Exercise: Report the count of lines in the listing below that include the string "lazily", with no other text.
▼▼▼
Issue #305, opened 2025-12-01
PC-007: VISION_CAPABILITIES Has Duplicate Models


murdore:
## Bug Summary
Claude models listed multiple times across providers with inconsistent naming, creating maintenance burden.

## Root Cause
src/lib/adapters/providerImageAdapter.ts (lines 26-206)
Same models duplicated 3+ times: claude-3-5-sonnet, claude-3.5-sonnet, claude-3-5-sonnet@

## Affected Providers
All providers with vision support

## Current Behavior
- Anthropic: "claude-3-5-sonnet"
- Vertex: "claude-3-5-sonnet", "claude-3-5-sonnet@", "claude-3.5-sonnet"
- Bedrock: "claude-3-5-sonnet", "claude-3.5-sonnet", "anthropic.claude-3-5-sonnet"
- Updates require changing 3+ places

## Fix
Create MODEL_FAMILIES constants:
- CLAUDE_VISION: Single list of Claude models
- GEMINI_VISION: Single list of Gemini models
- Generate provider variants with .map()

## Implementation
\`\`\`typescript
const MODEL_FAMILIES = {
  CLAUDE_VISION: ["claude-3-7-sonnet", "claude-3-5-sonnet", ...],
  GEMINI_VISION: ["gemini-2.5-pro", "gemini-1.5-pro", ...],
};

const VISION_CAPABILITIES = {
  anthropic: MODEL_FAMILIES.CLAUDE_VISION,
  vertex: [
    ...MODEL_FAMILIES.GEMINI_VISION,
    ...MODEL_FAMILIES.CLAUDE_VISION.map(m => \`\${m}@\`),
  ],
};
\`\`\`

## Acceptance Criteria
- MODEL_FAMILIES created
- No duplicates within same provider
- All capabilities preserved
- Tests pass

## Priority
High - Maintenance burden

## Effort
2 hours

murdore:
### ⚪ Closing — low priority (won't-fix for now)

Backlog triage assessed this as low-impact relative to effort:

> Duplicate literal model-name variants in vertex VISION_CAPABILITIES are harmless (just extra array entries, no incorrect behavior) - a MODEL_FAMILIES dedup refactor is pure tidiness, not worth prioritizing over feature work.

Closing to keep the backlog focused. Reopen with a concrete use-case if it matters to you.

<sub>— triaged in the open-issue backlog review (release v9.84.2, 2026-07-12). Reopen if you disagree with this assessment.</sub>

Issue #292, opened 2025-12-01
FD-004: Fix Confidence Level Mismatch in ExtensionStrategy


murdore:
## Bug Summary
Documentation states ExtensionStrategy has 70% confidence but implementation returns 85%, creating confusion and breaking confidence-based logic.

## Root Cause Analysis
**Why this bug exists:**
Documentation (line 62) correctly states 70% confidence for extension detection, but code (line 475) returns 85%. Likely a synchronization issue during development.

**Impact:**
- Incorrect confidence-based decisions
- Suboptimal strategy selection
- Documentation/code mismatch

## Current Code (Buggy)
\`\`\`typescript
// Line 62: Documentation
// 3. ExtensionStrategy (70% confidence) - File extension

// Line 475: Implementation
metadata: { confidence: type ? 85 : 0 },  // ❌ Should be 70
\`\`\`

## Fixed Code
\`\`\`typescript
// Line 475
metadata: { confidence: type ? 70 : 0 },  // ✅ Matches docs
\`\`\`

## Step-by-Step Fix
1. Open src/lib/utils/fileDetector.ts
2. Go to line 475
3. Change 85 to 70
4. Update tests
5. Run pnpm test

## Acceptance Criteria
- [ ] Code returns 70% confidence
- [ ] All strategies match documentation
- [ ] Tests updated
- [ ] Tests pass

**File:** src/lib/utils/fileDetector.ts
**Effort:** 1h
**Good First Issue:** Yes

murdore:
### ♻️ Closing — superseded / already handled

Backlog triage found this is already addressed a different way, or the concern is moot:

> the 85% value is intentional-by-design (a nearby comment on the ZIP/OOXML magic-byte check explicitly says 'ExtensionStrategy (85%) can override'); only the ExtensionStrategy class JSDoc header is stale at '70%' — no behavior bug.

Closing as not-planned.

<sub>— triaged in the open-issue backlog review (release v9.84.2, 2026-07-12). Reopen if you disagree with this assessment.</sub>

PR #1753, opened 2026-09-19
fix(providers): resolve model aliases and suggest near-miss provider names at construction

### LINKED ISSUE #337: PC-010: Model Name Normalization Missing
## Bug Summary
No centralized model name normalization. Users must know exact format per provider.

## Root Cause
Files: src/lib/providers/*.ts
Model names accepted as-is with no validation or normalization.

## Affected Providers
All providers

## Current Behavior
- "gpt4o" fails, must use "gpt-4o"
- "gemini-1-5-pro" may fail, should accept and normalize to "gemini-1.5-pro"
- No alias support ("claude" → "claude-3-5-sonnet")
- LiteLLM requires "provider/model" but doesn't validate

## Expected Behavior
Flexible model name acceptance:
- Aliases: "gpt4" → "gpt-4", "chatgpt" → "gpt-4o"
- Separator normalization: "gemini-1-5" → "gemini-1.5"
- Prefix validation: LiteLLM enforces "provider/model"
- Helpful errors for invalid models

## Implementation
Create ModelNameNormalizer utility:
\`\`\`typescript
export class ModelNameNormalizer {
  private static PROVIDER_RULES: Record<string, NormalizationRule>;
  static normalize(modelName: string, provider: string): string;
  static validate(modelName: string, provider: string): boolean;
}
\`\`\`

## Acceptance Criteria
- Normalizer utility created
- Rules for all providers
- Alias support
- All providers use it
- Tests pass
- Documentation updated

## Priority
Medium - Improves user experience

## Effort
2 hours

### LINKED ISSUE #354: MB-019: Missing Provider Validation Before Processing
## Summary
Provider names not validated before processing, leading to cryptic errors for invalid providers.

## Root Cause
No validation at entry point. Invalid providers only fail in switch statement with generic errors.

## Impact
- Typos → cryptic errors
- No valid provider list
- Difficult debugging
- "opennai" mistake not caught

## Reproduction
Provider: `'opennai'` (typo)
**Expected:** "Unknown provider. Did you mean: openai?"
**Actual:** Generic error deep in processing

## Fix
Early validation:

```typescript
const VALID_PROVIDERS = ['openai', 'anthropic', ...];

if (!isValidProvider(provider)) {
  throw new Error(
    `Unknown provider: "${provider}". Valid providers: ${VALID_PROVIDERS.join(', ')}`
  );
}
```

**Lines:** Before line 609

## Bonus
Add "Did you mean?" with Levenshtein distance for typos.

## Acceptance Criteria
- [ ] Provider validation
- [ ] Helpful error with list
- [ ] Typo suggestions
- [ ] Distinguish unknown vs unsupported

murdore:
Closes #354. Closes #337.

Both issues are about what happens to a **name** on the way into
`ProviderFactory.createProvider` — one to the provider name, one to the model
name — and both fixes land in that one function, so they ship together rather
than as two PRs that conflict on the same lines.

Neither issue's claims survived contact with the tree unchanged; what is
implemented here is the part that is actually still missing. See "What the
issues got wrong" at the bottom.

---

## #354 — provider name validation

Early validation with a list of valid providers already existed
(`providerFactory.ts`, `Unknown provider: X. Available providers: …`), and was
noted as such in the issue's own audit comment. Two acceptance criteria were
genuinely outstanding: **typo suggestions**, and **distinguishing unknown from
unsupported**. Both are implemented.

The old message also collapsed three quite different situations into one
generic string. They are now separated:

| situation | message |
| --- | --- |
| registry not initialised yet | `Cannot resolve provider "x": no providers are registered yet. … this is a lifecycle problem, not a bad name.` |
| recognised name, no registration | `Provider "x" is a recognised provider (y) but is not registered in this factory …` |
| not a provider at all | `Unknown provider: "opennai". Did you mean: openai? Valid providers: … Accepted aliases: …` |

Canonical names are ranked ahead of aliases in the suggestion list, so a typo
resolves to the spelling the docs use. Valid names and accepted aliases are now
listed separately — the single flat list was 75 entries with no indication that
two thirds of them were aliases.

`levenshtein` already existed, privately, in `toolCallRepair.ts`. It moves to
`src/lib/utils/stringDistance.ts` alongside a `suggestClosest` helper and
`toolCallRepair.ts` imports it; the implementation is unchanged.

## #337 — model name normalization

The model registry has carried per-model aliases all along — `gpt4o` → `gpt-4o`,
`gpt4` → `gpt-4`, `sonnet-5` → `claude-sonnet-5` — and capability lookups such
as `modelSupports()` and `modelSupportsSamplingParams()` already resolve through
them. The id **actually sent to the provider** did not: `MODEL_ALIASES` is
consumed only by `ModelResolver`, which is wired into the `models` CLI command
and `classifierRouter`, and nothing on the `generate()` path. So
`generate({ provider: "openai", model: "gpt4o" })` put `gpt4o` on the wire and
OpenAI 404'd — exactly the issue's first bullet.

`resolveProviderModelAlias(provider, model)` in `modelRegistry.ts` closes that,
deliberately conservatively, because a wrong rewrite is worse than no rewrite:

- an id the registry already knows is returned untouched, so a canonical id can
  never be displaced by a colliding alias;
- an alias is applied **only** when the model it names belongs to the provider
  being constructed — otherwise a self-hosted or aggregator deployment whose
  model is literally called `gpt4` would be silently rewritten to OpenAI's
  `gpt-4`;
- anything unrecognised passes through, so custom and brand-new ids keep
  working.

Resolution happens in `createProvider`, which is downstream of both
`AIProviderFactory.createProvider` (the SDK path) and the direct callers in
`src/cli/commands/rag.ts`. The registry is imported lazily — it is a large
module and this is the only thing on the construction path that needs it.

## Test

`test/continuous-test-suite-provider-model-resolution.ts` — offline, no
credentials, everything from `dist/index.js`, driven through
`new NeuroLink().generate()`.

The #354 cases read the rejection message (it rejects before any network call).
The #337 cases observe the model id that **actually reaches the wire**, under
`installMockFetch` with a fake `OPENAI_API_KEY` — the idiom from
`continuous-test-suite-file-intake-validation.ts` — and assert on the captured
request body, so they test the id the provider dialled with rather than an
internal return value.

The conservatism cases carry their weight: an unrecognised id and another
provider's alias (`sonnet-5` under `openai`) must both come out **unchanged**,
and each first asserts that a chat-completions request happened at all, so
"unchanged" cannot pass on a run where nothing was sent.

---

## What the issues got wrong

Worth recording, because both are from the bulk "pattern analysis" batch:

- **#354** claimed "no validation at entry point" and "invalid providers only
  fail in switch statement with generic errors". There is no switch statement —
  it is a registration map — and validation has been at the entry point for a
  long time. The issue's own audit comment already corrected this; only the
  bonus items were left.
- **#337** claimed "no centralized model name normalization" and "model names
  accepted as-is with no validation or normalization". A centralized alias
  table has existed in `modelRegistry.ts` for a long time, is built from every
  model's `aliases` array plus `DEFAULT_MODEL_ALIASES`, and is already used for
  capability resolution. The real defect was narrower and more specific: that
  table was never consulted on the construction path.
- **#337** also asked for separator normalization (`gemini-1-5` →
  `gemini-1.5`) and LiteLLM `provider/model` prefix validation. **Neither is
  implemented here**, and I do not think either should be. Separator rewriting
  guesses at intent across providers whose ids genuinely differ in punctuation;
  LiteLLM prefix validation belongs with LiteLLM's own routing, which accepts
  bare ids for some deployments. Both are speculative next to the concrete
  defect above. Flagging rather than silently dropping them.

## Verification

`pnpm run check`, `pnpm run lint` (0 errors), `pnpm run build`,
`pnpm run validate:all`, `check:deps`, `check:test-parse`,
`test:provider-structure`, `test:model-manifests` — all green.
`docs/api` regenerated and prettier-formatted.

## Summary by CodeRabbit

* **New Features**
  * Added clearer provider validation messages, including suggestions for likely misspellings and guidance when providers are unavailable.
  * Model aliases are now automatically converted to their canonical model identifiers when supported.
  * Unrecognized models and aliases belonging to other providers continue to pass through unchanged.

* **Bug Fixes**
  * Improved provider and model resolution to prevent valid aliases from causing provider errors.


src/lib/models/modelRegistry.ts
```diff
@@ -2808,6 +2808,52 @@ export function getModelById(id: string): ModelInfo | undefined {
...
+  model: string,
+): string | null {
+  const normalizedModel = model.toLowerCase();
+  if (MODEL_REGISTRY[model] || MODEL_REGISTRY[normalizedModel]) {
+    return null;
+  }
+
+  const aliasTarget = MODEL_ALIASES[normalizedModel];
+  if (!aliasTarget || aliasTarget === model) {
+    return null;
```
Tara-ag, line 2846: **MINOR — second guard here is effectively dead code.**

`MODEL_ALIASES` is built exclusively from `model.aliases`/`DEFAULT_MODEL_ALIASES` and always maps to a canonical registry id (`MODEL_ALIASES[alias] = model.id`), never to an arbitrary alias string. The first guard already returns `null` whenever `model` (in any case) is a registry key, so by the time control reaches this line `MODEL_REGISTRY[model]` is undefined. Were `aliasTarget === model` exactly, then `MODEL_REGISTRY[aliasTarget]` would equal `MODEL_REGISTRY[model]` and the first guard would have returned `null` first; any case difference makes `===` fail anyway. Either way the branch is unreachable.

```suggestion
  if (!aliasTarget) {
```

Removing it keeps the conservative intent while dropping an unreachable branch that could mislead readers about which case it protects.

src/lib/factories/providerFactory.ts
```diff
@@ -170,6 +195,61 @@ export class ProviderFactory {
...
+      );
+    }
+
+    const canonical = Array.from(
+      new Set(
+        PROVIDER_DESCRIPTORS.map((descriptor) => String(descriptor.name)),
+      ),
+    ).sort();
+    const canonicalSet = new Set(canonical);
+    const aliases = registered.filter((name) => !canonicalSet.has(name)).sort();
```
Tara-ag, line 233: **MINOR — custom providers without a descriptor get mislabeled as "aliases".**

`canonical` is derived from the static `PROVIDER_DESCRIPTORS` built-ins, so this filter captures every name in the registry that isn't a built-in descriptor — which includes *custom providers* registered via `registerProvider(name, ctor)` with no descriptor (the very fallback `normalizeProviderName` relies on), not just aliases. In the "does not exist yet" error message these appear under "Accepted aliases", which is misleading: the user may recognize the name as their own registered provider and not understand why it's listed as an alias.

Consider renaming the label to something like "Other known names" or splitting built-in aliases from custom registrations, so `PROVIDER_DESCRIPTORS`-independent providers aren't surfaced as aliases. Non-blocking; message content only.

src/lib/factories/providerFactory.ts
```diff
@@ -104,12 +105,36 @@ export class ProviderFactory {
...
     // Respect environment variables before falling back to registry default
     let model = modelName;
+    if (model) {
+      // #337: the model registry has always carried aliases ("gpt4o" ->
+      // "gpt-4o"), and capability lookups resolve through them, but the id
+      // actually sent to the provider did not — so `generate({ model:
+      // "gpt4o" })` put the alias on the wire and the provider 404'd.
+      // Imported lazily: the registry is a large module and this is the only
+      // thing on the construction path that needs it.
+      const { resolveProviderModelAlias } =
```
Tara-ag, line 121: **MINOR — the dynamic import runs before the `try` block, so its failures escape unwrapped.**

Everything else in this function funnels errors into the `catch` at line 180 which rewraps them as `Failed to create provider ${resolvedProviderName}: ...`. The new `await import("../models/modelRegistry.js")` sits above the `try`, so a module-load/parse failure of the large registry propagates as a raw error instead, bypassing the consistent error contract that this hot construction path gives every other failure.

Moving the `await import` (and the model-alias rewrite) inside the `try` keeps the single error path — and since `model` is consumed below at line 147/174, the scope works. The lazy-load intent is fine (this is a genuine non-circular lazy import, not a Rule-1 violation); only the error flowing is inconsistent.

Tara-ag (approved):
Provider/model alias resolution is correct, conservative, and well-tested. Two under-specified error-message nits and one dead branch — none blocking. Approving.

Tara-ag:
## APPROVE — provider/model-alias resolution is correct, conservative, and backward-compatible

Reviewed at head `9991e546` (single commit). Conservative alias rewrite with a clean fallback that never throws on unrecognised names; old names and custom registrations keep resolving. Three non-blocking MINOR nits; no CRITICAL/MAJOR. The earlier CodeQL `js/loop-bound-injection` finding is resolved at the source (`MAX_COMPARABLE_LENGTH` truncation now sits inside `levenshtein` for both inputs).

|---|---|---|---|
| MINOR | `providerFactory.ts:121` | Dynamic `import(modelRegistry)` runs before the `try`, so a module-load failure escapes the wrapped error contract | Open |
| MINOR | `providerFactory.ts:233` | Custom (non-descriptor) providers mislabeled as "aliases" in the unresolvable-provider message | Open |
| MINOR | `modelRegistry.ts:2846` | `aliasTarget === model` second guard is dead code (earlier guard returns `null` first); suggest `if (!aliasTarget)` | Open |

**Checked and found clean**
- Alias resolution across the full registry — every name→canonical→provider mapping correct; case normalization conservative.
- Backward compatibility (Rule 5): old names and custom registrations still resolve; new paths are additive and non-breaking.
- No Rule-1 violation: the new `import(modelRegistry)` is a genuine non-circular lazy load inside the factory.
- CodeQL `js/loop-bound-injection` on `stringDistance.ts` — resolved at the source primitive; its two threads have been resolved.

**Impact analysis** — handled locally with the code graph: no out-of-diff callers of the changed functions (`normalizeProviderName`, `resolveProviderKey`, the factory resolution loop), no affected flows beyond the construction path.

The three MINOR threads remain open for the author to address or rebut before merge.

Tara-ag:
Superseded — this follow-up note is consolidated into the single `<!-- yama:summary -->` APPROVE comment above. Verdict unchanged: three non-blocking MINOR findings, no CRITICAL/MAJOR; the CodeQL loop-bound finding is resolved at source.

Tara-ag:
**Recurring review — follow-up (head `9991e5468`)**

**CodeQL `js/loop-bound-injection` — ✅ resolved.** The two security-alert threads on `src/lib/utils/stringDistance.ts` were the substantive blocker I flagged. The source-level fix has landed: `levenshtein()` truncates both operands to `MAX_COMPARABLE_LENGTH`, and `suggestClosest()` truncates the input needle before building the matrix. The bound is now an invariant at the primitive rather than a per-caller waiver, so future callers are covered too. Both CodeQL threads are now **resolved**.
▲▲▲
Exercise result: 2